▶ _Task description_:
Return all lines from the entries below in which the word "fixes" is present.

▶ _Data in this exercise_:

PR #517, opened 2022-01-10
make_bcs clarification of options

biljanaorescanin:
This PR needs to make clear separation of what user is choosing on screen for boundary conditions creation. We had recent issue where under development branch was used as suggested default. Hopefully this PR will help with that. 

I've added to PR two small fixes one is mask we use for EASE grid. To be aligned with what archived EASE grid boundary conditions used in past. Other is format when CatchCN_CLM4.5 boundary conditions are created. 

Since all of the changes are only triggered during run for boundary conditions creation package it is a zerodiff PR. 

@gmao-rreichle @sanAkel let me know if either of you wants me to add or remove something. 

-----------------------------------------------------------------------------------
UPDATED 9 Feb 2022 by @gmao-rreichle:

The PR now includes the following changes:
- `make_bcs` (primary user interface)
  - fixed bugs in functionality, incl. better protection against user input errors
  - improved documentation
  - cleanup
- `mkCatchParam.F90`
  - improved log statements
- `create_README.csh`
  - corrected documentation, incl. 'format' statements
  - cleanup
- `mk_GEOSldasRestarts.F90`
  - fixed bug in handling of CatchmentCNCLM45 restarts
  
The PR is trivially 0-diff for all current model and GEOSldas tests because it only touches code that is not exercised in any of the current tests.  The land group verified that bcs generated after and just before the above modifications are 0-diff.  
(Note that the archived bcs in /discover/nobackup/ltakacs/bcs were generated with a much older version and are not 0-diff against bcs generated with the current make_bcs package.  The land group verified that the archived bcs are scientifically equivalent to bcs  generated with the current make_bcs package.)

@sdrabenh @rdkoster @biljanaorescanin


gmao-rreichle:
@biljanaorescanin, 
Thanks for putting this together.   Re. your comment:

> I've added to PR two small fixes one is mask we use for EASE grid. To be aligned with what archived EASE grid boundary conditions used in past.

Are the bcs generated before and after this change 0-diff?  Even though there isn't a nightly test for make_bcs, we still need to make sure and test that the make_bcs package is 0-diff.

GEOSagcm_GridComp/GEOSphysics_GridComp/GEOSsurface_GridComp/Utils/Raster/make_bcs
```diff
@@ -138,25 +138,26 @@ endif
...
+echo "                    the parameter files produced by current source code is considered to be"
+echo "                    scientifically equivalent to the corresponding archived BCs"
 echo "                                      "
-echo "              (OR press ENTER If you want to use the develop version of land BCs.)"
+echo "              OR press ENTER to select NL3 (current default)."
 set dummy = `echo $<`
 set dummy = `echo $dummy | tr "[:lower:]" "[:upper:]"`
-set lbcsv =  DEF
-if( $dummy == 'F25'  | $dummy == 'GM4'  | $dummy == 'ICA'  | $dummy == 'NL3'  | $dummy == 'NL4'  | $dummy == 'NL4p') set lbcsv = $dummy
+set lbcsv =  NL3
```
gmao-rreichle, line 159: @biljanaorescanin : I don't think we need a separate "DEF" value for the default of "lbcsv".
I assume this line sets the default value for "lbcsv".  
It would be better to set the "lbcsv" default value before the "echo" commands and then print the value of "lbcsv" in line 156 (rather than hard-coding "NL3" there as well as here).   Please implement this if it sounds ok to you.

GEOSagcm_GridComp/GEOSphysics_GridComp/GEOSsurface_GridComp/Utils/Raster/make_bcs
```diff
@@ -263,7 +264,7 @@ else
 endif
 
 if($HRCODES == m1 | $HRCODES == m3 | $HRCODES == m9 | $HRCODES == m36 | $HRCODES == m25) then
-     set GLOBAL_CATCH_DATA = ${l_data}/GEOS5_10arcsec_mask.nc
+     set GLOBAL_CATCH_DATA = ${l_data}/GEOS5_10arcsec_mask_freshwater-lakes.nc
```
gmao-rreichle, line 267: @biljanaorescanin, I never quite understood what the deal was with this "mask" file.  Is the "freshwater-lakes" mask file different from the file without "freshwater-lakes" in the name?  If so, then this would presumably be a non-zero diff change to make_bcs, which is not ideal. 
Which file was used in the archived bcs?  
This probably requires more thought/discussion.

GEOSagcm_GridComp/GEOSphysics_GridComp/GEOSsurface_GridComp/Utils/Raster/mkCatchParam.F90
```diff
@@ -338,7 +338,7 @@ PROGRAM mkCatchParam
        inquire(file='clsm/ndvi.dat', exist=file_exists)
        if (.not.file_exists)  call gimms_clim_ndvi (nc,nr,gridnamer)
 
-       write (log_file,'(a,a,a)')'Done computing ', trim(LAIBCS),' vegetation climatologies .............4'
+       write (log_file,'(a,a,a)')'Done computing ', trim(LAIBCS),' vegetation climatologies ............4'
```
gmao-rreichle, line 341: What does the "4" mean at the end of this line?  Was this change meant to remove the "4", but the change inadvertently removed the dot?

GEOSagcm_GridComp/GEOSphysics_GridComp/GEOSsurface_GridComp/Utils/Raster/mod_process_hres_data.F90
```diff
@@ -5754,7 +5754,7 @@ SUBROUTINE CLM45_fixed_parameters (nc,nr,gfiler)
        if(count_pix(i,3) > 0.) abm_int = NINT(abm  (i) / count_pix(i,3))
        if(count_pix(i,4) > 0.) hdm_r   = hdm   (i) / count_pix(i,4)
              
-       write (10,'(2I10, i3, f8.4, f8.2, f10.2, f8.4)' ) tid, cid, abm_int, peatf_r, gdp_r, hdm_r, field_cap(sc_com)  
+       write (10,'(2I8, i3, f8.4, f8.2, f10.2, f8.4)' ) tid, cid, abm_int, peatf_r, gdp_r, hdm_r, field_cap(sc_com)
```
gmao-rreichle, line 5757: @biljanaorescanin, are you sure this should be 2I8 and not 2I10?  Elsewhere in this file, the variables "tid" (presumably, tile ID) and "cid" (Catchment ID?) are written using 2I10.
Shorter fields here may get us in trouble with high-resolution tile spaces.

biljanaorescanin: So we have two options here, one we leave it as it is here and change format here: https://github.com/GEOS-ESM/GEOSgcm_GridComp/blob/develop/GEOSagcm_GridComp/GEOSphysics_GridComp/GEOSsurface_GridComp/Utils/mk_restarts/mk_GEOSldasRestarts.F90 line 1420 and 1477 or we change format here during BCS creation for clm4.5. Anyways this is bug fix, in either case since under current setup run will fail with CatchCNCLM45.

GEOSagcm_GridComp/GEOSphysics_GridComp/GEOSsurface_GridComp/Utils/Raster/make_bcs
biljanaorescanin: This is something we should discuss. Some archived BCS for EASE use this mask some don't. I will followup with you on this one.

GEOSagcm_GridComp/GEOSphysics_GridComp/GEOSsurface_GridComp/Utils/Raster/make_bcs
biljanaorescanin: I agree. We can remove this. I just wasn't sure do you want to keep that as it was.

GEOSagcm_GridComp/GEOSphysics_GridComp/GEOSsurface_GridComp/Utils/Raster/mkCatchParam.F90
biljanaorescanin: This is really just so everything is aligned in log file.  No science in this one. Once BCS are created we create mkCatchParam.log if we want all numbers to be one under another we have one extra space...

GEOSagcm_GridComp/GEOSphysics_GridComp/GEOSsurface_GridComp/Utils/Raster/make_bcs
sanAkel: It seems that the entire block ⬇️ which selects the way Great Lakes and Caspian are to be treated should be done carefully!
https://github.com/GEOS-ESM/GEOSgcm_GridComp/blob/7af27bac78690bcc6f3b94be7f9566ef63777953/GEOSagcm_GridComp/GEOSphysics_GridComp/GEOSsurface_GridComp/Utils/Raster/make_bcs#L235-L268

This specific change from @biljanaorescanin reg mXX, XX=1, 3, 9, 36, 25 sets it for the EASE grids, so I won't say anything about that! However, the blocks above, which set for O1, T2- T4, etc are highly restrictive. I guess _this_ PR isn't the place do anything about them. But we should do something to have a _cleaner_ logic ...

GEOSagcm_GridComp/GEOSphysics_GridComp/GEOSsurface_GridComp/Utils/Raster/mkCatchParam.F90
sanAkel: I find `4` to be confusing!
When something is done, it is done!

I would recommend changing the print statement to something simple such as:

>print *, 'Done computing vegetation climatologies: ', trim(LAIBCS)

GEOSagcm_GridComp/GEOSphysics_GridComp/GEOSsurface_GridComp/Utils/Raster/rmTinyCatchParaMod.F90
```diff
@@ -109,14 +109,14 @@ SUBROUTINE init_bcs_config (LBSV)
...
+     case ("NL5")
        LAIBCS  = 'MODGEO'
        SOILBCS = 'HWSD'
        MODALB  = 'MODIS2'
        process_peat = .true.
        jpl_height   = .true.
 
-    case ("DEF")
+    case ("DEV")
        LAIBCS  = 'MODGEO'
```
sanAkel, line 120: Rather than repeating:

> process_peat = .F.
jpl_height   = .T.

and so on for different cases,
it is simpler to set:

>
process_peat = .F.
jpl_height   = .F.

in the beginning and for each case, only set `.T.` those that need to be set,
for e.g.,
>case ("NL4")
       ...
       ...      
       jpl_height   = .true.

A similar approach can be taken for `MODALB` which is always being set to `MODIS2` except for `F25`.

I always like writing shortest code! 😄

sanAkel (dismissed):
Thanks for copying me on your PR!

GEOSagcm_GridComp/GEOSphysics_GridComp/GEOSsurface_GridComp/Utils/Raster/make_bcs
gmao-rreichle: @biljanaorescanin,

>  Please implement this if it sounds ok to you.

I went ahead and changed the logic of how the default is set.  I can't promise that I got the syntax right.  We'll need to test everything once we're done with editing. 

Note that I also added some logic to let the user know if they entered an invalid three-character code for lbcsv.  I didn't see this elsewhere in the script but might have missed it.  A similar exit message might be needed for the other interactive inputs.  Please take a look and implement if needed.

biljanaorescanin:
I changed run setup. Is that what you had in mind @gmao-rreichle ? Now user runs from build directory and makes on screen choice or experiment dir.

GEOSagcm_GridComp/GEOSphysics_GridComp/GEOSsurface_GridComp/Utils/Raster/make_bcs
```diff
@@ -153,11 +160,15 @@ echo "                    Nevertheless, the impact of these differences on scien
...
-echo "              OR press ENTER to select NL3 (current default)."
+echo "              OR press ENTER to select $lbcsv (current default)."
 set dummy = `echo $<`
 set dummy = `echo $dummy | tr "[:lower:]" "[:upper:]"`
-set lbcsv =  NL3
-if( $dummy == 'F25'  | $dummy == 'GM4'  | $dummy == 'ICA'  | $dummy == 'NL3'  | $dummy == 'NL4'  | $dummy == 'NL5'| $dummy == 'DEV') set lbcsv = $dummy
+if( $dummy == 'F25'  | $dummy == 'GM4'  | $dummy == 'ICA'  | $dummy == 'NL3'  | $dummy == 'NL4'  | $dummy == 'NL5'| $dummy == 'DEV') then
+    set lbcsv = $dummy
+else
+    echo "You selected lbcsv=$dummy   !!!! Invalid Version, stopping !!!! "
```
biljanaorescanin, line 233: @gmao-rreichle This won't work because we always set default if nothing is chosen.  Do you want to remove default and have this invalid version message? But then we don't have this option just enter? If we do that ( remove enter) we can't use exclamation marks that is interpreted as history command we have to use like **** or something.

GEOSagcm_GridComp/GEOSphysics_GridComp/GEOSsurface_GridComp/Utils/Raster/mkCatchParam.F90
gmao-rreichle: I just added another commit with somewhat major revisions to the status ("done...") messages in mkCatchParam.F90.   For the most part, this should take care of the comment by @sanAkel.  I did my best not to change the logic of the code and only edit that status messages.  This will need testing.

GEOSagcm_GridComp/GEOSphysics_GridComp/GEOSsurface_GridComp/Utils/Raster/mod_process_hres_data.F90
gmao-rreichle: In mod_process_hres_data.F90, ASCII files with "tid, cid" in the first two columns use mostly "i10,i8" (files: catchment.def, mosaic_veg_typs_fracs, soil_param.first, tau_param.dat) except "2i10" in subroutines ESA2CLM_45() and ESA2CLM(), and "2i8" in subroutine CLM_fixed_parameters().  Looks like the CatchCN stuff is inconsistent.

GEOSagcm_GridComp/GEOSphysics_GridComp/GEOSsurface_GridComp/Utils/Raster/rmTinyCatchParaMod.F90
gmao-rreichle: @sanAkel, shorter code is usually better, but in this case I think we should leave it as is.   It's easier to read what's in each case when we don't have to piece together the settings by whatever changes from a difficult-to-define default. 
Having said that, the switches themselves are somewhat confusing.  For example, "process_peat" really means that we want to use PEATMAP ancillary data and model parameters from Bechtold et al 2019(?).  The FP bcs (NLv3) do already have  peat tiles based on HWSD and Woesten et al soil parameters.  A more sensible approach would be to specify the ancillary data source for peat tiles, which then leaves room for an updated version of, say, PEATMAP or an entirely new peat dataset. 
I will "resolve" this sub-conversation because they have either been addressed or are showing up elsewhere (ie, the "mask" issue).

GEOSagcm_GridComp/GEOSphysics_GridComp/GEOSsurface_GridComp/Utils/Raster/make_bcs
```diff
@@ -7,8 +7,7 @@
 #  
 #                             ---- USAGE ----
 # 1) STEP 1 : build the model.
-# 2) STEP 2 : create a link to install/bin from the working directory.
-# 3) STEP 3 : bin/make_bcs
+# 2) STEP 2 : ./make_bcs
```
gmao-rreichle, line 10: Shouldn't this 2 read something like:
#                             ---- USAGE ----
# STEP 1: Build the model.
# STEP 2: Run [install directory]/bin/make_bcs

GEOSagcm_GridComp/GEOSphysics_GridComp/GEOSsurface_GridComp/Utils/Raster/make_bcs
```diff
@@ -27,8 +26,8 @@ if ( $1 == noland ) set SKIPLAND = YES
 #                     Set GEOS5/ESMADIR Variables
 #######################################################################
 
-set MAKE_BCS = `echo $cwd`/bin/make_bcs
-set  ESMADIR = `echo $cwd`/bin/ 
+set MAKE_BCS = `echo $cwd`/make_bcs
```
gmao-rreichle, line 29: Not sure what these environment variables do.  Are they needed so that the other executables in the ./bin directory can be found?

GEOSagcm_GridComp/GEOSphysics_GridComp/GEOSsurface_GridComp/Utils/Raster/make_bcs
```diff
@@ -59,15 +58,80 @@ set WHITE   = "\033[37m"
...
 
+if( -e $HOME/.make_bcs) then
+     set make_bcsinfo = `cat $HOME/.make_bcs`
+     set C1 = $make_bcsinfo[1]
+     set C2 = $make_bcsinfo[2]
+else
+     set C1 = $RED
+     set C2 = $BLUE
+endif
+     set CR = $RESET
```
gmao-rreichle, line 74: I had assumed that C1, C2 and CR are simply to show text for the interactive questions in different colors.  Why do we need a "hidden" (dot) `.make_bcs` directory?  Do the colors not work without this?

GEOSagcm_GridComp/GEOSphysics_GridComp/GEOSsurface_GridComp/Utils/Raster/make_bcs
```diff
@@ -59,15 +58,80 @@ set WHITE   = "\033[37m"
...
+#######################################################################
+#                     Build Directory Locations
+#######################################################################
+
+# Set Current Working Path to make_bcs
+# -------------------------------------
+setenv ARCH `uname -s`
+if ($ARCH == Darwin) then
```
gmao-rreichle, line 82: Is the architecture dependency really needed?

GEOSagcm_GridComp/GEOSphysics_GridComp/GEOSsurface_GridComp/Utils/Raster/make_bcs
```diff
@@ -59,15 +58,80 @@ set WHITE   = "\033[37m"
...
+   set FINDPATH = realpath
+else
+   set FINDPATH = 'readlink -f'
+endif
+set MAKE_BCS = `$FINDPATH $0`
```
gmao-rreichle, line 87: Why redefine MAKE_BCS here?  What about the definition of MAKE_BCS in line 29?

GEOSagcm_GridComp/GEOSphysics_GridComp/GEOSsurface_GridComp/Utils/Raster/make_bcs
```diff
@@ -59,15 +58,80 @@ set WHITE   = "\033[37m"
...
+if (! -x  GEOSgcm.x && ! -x  GEOSldas.x) then
+   echo "You are trying to run $0 from the wrong directory"
+   echo "Please run from the bin/ directory in your installation"
+   exit 1
+endif
+#######################################################################
+#                 Create Paths for EXP Directorie
+#######################################################################
+echo
+echo "Enter the ${C1}Boundary Conditions Directory Name${CR}:"
```
gmao-rreichle, line 99: Why do we need a "name" for the bcs directory?  Don't we just need a path so that make_bcs can create an appropriately-named sub-directory for whatever bcs the user chooses to create?

GEOSagcm_GridComp/GEOSphysics_GridComp/GEOSsurface_GridComp/Utils/Raster/make_bcs
```diff
@@ -59,15 +58,80 @@ set WHITE   = "\033[37m"
...
+set EXPID = $<
+
+# EXP Directory (for Output Data )
+# --------------------------------------------
+    set check =  FALSE
+while( $check == FALSE )
+  if( -e $HOME/.EXPDIRroot ) then
+         set EXPDIRroot = `cat $HOME/.EXPDIRroot`
```
gmao-rreichle, line 107: Same as above: Why do we need a dot file?  If we do want this functionality, why not add EXPDIRroot into .make_bcs?

GEOSagcm_GridComp/GEOSphysics_GridComp/GEOSsurface_GridComp/Utils/Raster/make_bcs
gmao-rreichle: I don't understand why this shouldn't work.  Note that we're checking the user-selected $dummy.  If $ dummy is not one of the pre-defined options spelled out in the if statement, the else statement will abort make_bcs.  At least that's the intent.

GEOSagcm_GridComp/GEOSphysics_GridComp/GEOSsurface_GridComp/Utils/Raster/make_bcs
mathomp4: For what this is doing, yes. macOS (being BSD-based) does not supply `readlink` but rather `realpath`. Now, will `make_bcs` ever run on macs...who knows?

GEOSagcm_GridComp/GEOSphysics_GridComp/GEOSsurface_GridComp/Utils/Raster/make_bcs
mathomp4: This is an odd way to set these things. For the GCM we actually use CMake to "insert" in the correct installation path where needed. Since CMake knows where things are installed, you can just have CMake add the right path and then it's "hard coded" as it were. 

The way this is set you probably can never run:
```
/path/to/install/bin/make_bcs
```
but rather must run as:
```
cd /path/to/install
./bin/make_bcs
```
I guess since it assumes it will only ever be run from the install dir directly.

GEOSagcm_GridComp/GEOSphysics_GridComp/GEOSsurface_GridComp/Utils/Raster/make_bcs
biljanaorescanin: After today's meeting we decided this will go back to mask that is used for EASE on develop. ( GEOS5_10arcsec_mask.nc ) that same mask is used in ltakacs/bcs/Icarus-NLv3/Icarus-NLv3_EASE/

GEOSagcm_GridComp/GEOSphysics_GridComp/GEOSsurface_GridComp/Utils/Raster/make_bcs
biljanaorescanin: This was tested today and is now working.

GEOSagcm_GridComp/GEOSphysics_GridComp/GEOSsurface_GridComp/Utils/Raster/make_bcs
biljanaorescanin: This is working now.

GEOSagcm_GridComp/GEOSphysics_GridComp/GEOSsurface_GridComp/Utils/Raster/make_bcs
gmao-rreichle: Based on our discussion, there is no difference in the *.til (lower-case file extension) and all other files for bcs on the EASEv[x] grid.  
The mask does seem to impact the *.TIL (upper-case file extension) that seems to be created in post-processing for the coupled model, where some land and ocean tiles are changed to facilitate the dynamic ocean modeling (opening of straits etc).
Since the tentative change here is within an EASE grid if block, there is no impact on any bcs for the coupled atm-ocean model. 
I'm resolving the conversation.

GEOSagcm_GridComp/GEOSphysics_GridComp/GEOSsurface_GridComp/Utils/Raster/create_README.csh
```diff
@@ -41,7 +41,6 @@ set mygrid=`echo $myusage | cut -d'g' -f2 | cut -d '-' -f1`
 cvs status src/mkCatchParam.F90 > clsm/TagInfo
 #echo GMU_OCT10_SM >> clsm/TagInfo
 echo `head -7 clsm/TagInfo | tail -1` | cut -d':' -f2 | cut -d'(' -f1 > clsm/TagName
-set MYTAG=`head -1 clsm/TagName | tail -1`
```
gmao-rreichle, line 44: It make sense to remove this env variable that is meant to hold the CVS tag.  But why not also delete Lines 43 and 45?  Aren't those also just trying to process CVS tag info?

biljanaorescanin: Yes, I missed those. I can clean it up

GEOSagcm_GridComp/GEOSphysics_GridComp/GEOSsurface_GridComp/Utils/Raster/make_bcs
```diff
@@ -2,19 +2,21 @@
...
+#  STEP 1 : Build the model (GCM or GEOSldas).
+#  STEP 2 : cd [install-path]/bin
+#  STEP 3 : source g5_modules
+#  STEP 4 : ./make_bcs 
+#               Answer the following interactive questions:
+#               a) Enter the Atmospheric Horizontal Resolution Code(s) to build.
+#               b) Select the Land BCs version to use. 
+#               c) Enter the Ocean Resolution Code(s) to build.
+#                  (Note this selection is not relevant to land-only EASE grids)
+#               d) Enter sponsor code.
```
gmao-rreichle, line 19: @biljanaorescanin:  I tentatively revised the usage/instructions.  Two things:
1. Do we need to source g5_modules before running make_bcs?  I added it just in case. 
2. One more idea re. the specification of the output path (and perhaps also EXPID): We could make the path and EXPID command line arguments of make_bcs.  If specified at the command line, they would overwrite the defaults and then we don't have to query for them.  This may be better than asking users to type (or cut-and-paste) a path in response to an interactive question.  Just an idea.

gmao-rreichle:
@biljanaorescanin: I added three commits:
Commits https://github.com/GEOS-ESM/GEOSgcm_GridComp/pull/517/commits/cfa88ac73253815d825fb1dfbf424b3f153c6dd9 and https://github.com/GEOS-ESM/GEOSgcm_GridComp/pull/517/commits/5c772388a6abbb63e9404bb8da21fafd2c099ec0 are very minor and should be self-explanatory.
Commit https://github.com/GEOS-ESM/GEOSgcm_GridComp/pull/517/commits/d0fc320ba7cf80b2a9cb9527c640be21f3522703 is another attempt at cleaning up the status messages in mkCatchParam.F90.  I found a few more issues with incomplete file checks and status reporting that I tried to fix, in addition to the clean-up that I had in mind.  The code compiled for me, but  I did not run it.  Maybe give it a try to see what we get and what may still need tweaking.

biljanaorescanin:
@gmao-rreichle this last commit is cleanup we talked about on Friday.

sanAkel:
I have following question:
is `topo_DYN_ave_90x540.data` generated somehow by the `make_bcs`?

If **yes** and as it seems this PR is intended to enhance documentation, then I would like to note that the `develop` version **does not** produce this file: `topo_DYN_ave_90x540.data` for me! Did it for @biljanaorescanin, @mathomp4, or whoever has _tested_? Isn't that a BUG??

biljanaorescanin:
@sanAkel no make_bcs package doesn't generate this file: topo_DYN_ave_90x540.data
These files are generated somewhere else and then linked to bc's. You can see in Larry's area how it is linked :
/discover/nobackup/ltakacs/bcs/Icarus-NLv3
NCAR_TOPO_GMTED -> ../Icarus-NL/NCAR_TOPO_GMTED

gmao-rreichle:
The obvious next questions are:

1. Which package creates the AGCM's topo_* files?
2. Why is the generation of the topo_* files is separate from make_bcs?
3. Shouldn't the two sets of files be created as part of the same package and (ideally) use the same topo source data?

In the past, I pointed out potential inconsistencies between the topo_* files and the topography data underlying the Catchment parameter files, but I'm not aware of any follow-up. 

Something for the modeling group to keep in mind.

sanAkel:
> The obvious next questions are:
> 
> 1. Which package creates the AGCM's topo_* files?
> 2. Why is the generation of the topo_* files is separate from make_bcs?
> 3. Shouldn't the two sets of files be created as part of the same package and (ideally) use the same topo source data?
> 
> In the past, I pointed out potential inconsistencies between the topo_* files and the topography data underlying the Catchment parameter files, but I'm not aware of any follow-up.
> 
> Something for the modeling group to keep in mind.

@gmao-rreichle Thanks for noting ⤴️ I didn't want to clobber the context of _this_ PR with seemingly _unrelated_ issues. Obviously it seems there are numerous issues. Should we start a new issue for as many of these as we can think of? Or _revive_ the discussion we already [started sometime ago](https://github.com/GEOS-ESM/GEOSgcm_App/discussions/193)?

gmao-rreichle:
> @gmao-rreichle this last commit is cleanup we talked about on Friday.

Thanks, @biljanaorescanin.  I revised the comments and messages a bit more for clarity.  I also made the indents prettier for the status messages from mkCatchParam.F90 (white-space changes only).  Here's the commit: https://github.com/GEOS-ESM/GEOSgcm_GridComp/pull/517/commits/c1875688a0c5d5badf8397f5d4b42b962fc300ee

Please review and let me know if you have any edits.

GEOSagcm_GridComp/GEOSphysics_GridComp/GEOSsurface_GridComp/Utils/Raster/make_bcs
gmao-rreichle: @biljanaorescanin, 

I still don't understand why MAKE_BCS and ESMADIR are set here. 

It looks like MAKE_BCS is simply set so it can be echoed a few lines down.  Given that the instruction tell the user to cd to the install/bin directory and run make_bcs, this echo isn't very informative and is not needed.
ESMADIR is apparently used only to source g5_modules (after setting ESMADIR to the current working directory).  I don't see it being used otherwise.
We can probably remove all this and simply add "source g5_modules" as a new STEP 3 in the USAGE instructions.  Then the instructions for running make_bcs would be exactly the same as the instructions for running ldas_setup.

There are also 5 instances of "setenv ESMADIR $ESMADIR" in the BCJOB scripts that are created by make_bcs.  I don't see anything in these job scripts that obviously requires ESMADIR, so chances are these lines are also obsolete. 

Please remove the MAKE_BCS and ESMADIR pieces and try running make_bcs again (after sourcing g5_modules).  With any luck, everything will still work.  If not, we'll maybe learn why MAKE_BCS and/or ESMADIR are needed.

gmao-rreichle:
@biljanaorescanin, 
I simplified the logic for determining the BCS output directory in make_bcs: https://github.com/GEOS-ESM/GEOSgcm_GridComp/pull/517/commits/348f9bfd54d740560f921c7cead1888a4bf24741
I hope I got my "setenv" and "set" commands right and didn't break the script.  I'm confident the overall logic is ok.  Please double-check.

mathomp4:
I'm going to cc in @atrayano and @bena-nasa as they might know who makes those topo files.

biljanaorescanin:
@gmao-rreichle was this what you had in mind for help message? I left usage text the same just moved it to be on screen if added "-h" .

GEOSagcm_GridComp/GEOSphysics_GridComp/GEOSsurface_GridComp/Utils/Raster/make_bcs
```diff
@@ -59,143 +85,222 @@ set WHITE   = "\033[37m"
...
+   echo "Enter desired BCS ${C1}output directory${CR} (incl. full path)"
+   echo "   or press ENTER to use the default:"
+   echo "   [${C2}${EXPDIR}${CR}]"
+   set NEWEXPDIR = $<
+
+   if( $NEWEXPDIR != '' ) setenv EXPDIR $NEWEXPDIR
+
+   mkdir -p $EXPDIR
+
+   if($EXPDIR != '') then
```
gmao-rreichle, line 119: Needs work: this checks if the directory exists, but it should check if the directory is non-empty.

gmao-rreichle: Perhaps we can check for the specific (resolution) sub-directories of EXPDIR, rather than just check if EXPDIR is empty?

GEOSagcm_GridComp/GEOSphysics_GridComp/GEOSsurface_GridComp/Utils/Raster/make_bcs
biljanaorescanin: I've just pushed commit to resolve this, since it is getting lost in the comments.  We now source g5_modules as you suggested and don't need any of this.

biljanaorescanin:
@gmao-rreichle I've added revision so we can address the potential for specifying more than one set of bcs. It will just add to directory name all resolutions separated by "_" . I've removed left over module sourcing. 
I've changed one line in latlon option that I think it was wrong but we can talk about it after you take a look.

gmao-rreichle:
@biljanaorescanin:  
I finished the changes that I had on my list by adding two commits:
https://github.com/GEOS-ESM/GEOSgcm_GridComp/commit/3541a12a1246aea801b454d903359548a7bf40ad contains the nitty-gritty changes that fix several problems with bad user inputs in the interactive questions and the logic of processing the information.  There are also some revisions to the help text.
https://github.com/GEOS-ESM/GEOSgcm_GridComp/commit/d6179f9a1528a5c7dcb59d78342c3a34ee6e0ce6 changes the order of the interactive questions into something more logical and adds the BCs version to the default output path.  I put these changes into a separate commit so the xxdiff of the changes in the first commit still makes some sense. 

There are two things left to do:
1. If you haven't already done so, please proofread the bcs README file generated by `create_README.csh`.  We need to make sure that the README file correctly reflects how the bcs package works and what it generates. 
2. Test the branch to make sure everything still works as intended.

gmao-rreichle (approved):

sdrabenh (approved):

▶ _Expected answer_:
I've added to PR two small fixes one is mask we use for EASE grid. To be aligned with what archived EASE grid boundary conditions used in past. Other is format when CatchCN_CLM4.5 boundary conditions are created. 
> I've added to PR two small fixes one is mask we use for EASE grid. To be aligned with what archived EASE grid boundary conditions used in past.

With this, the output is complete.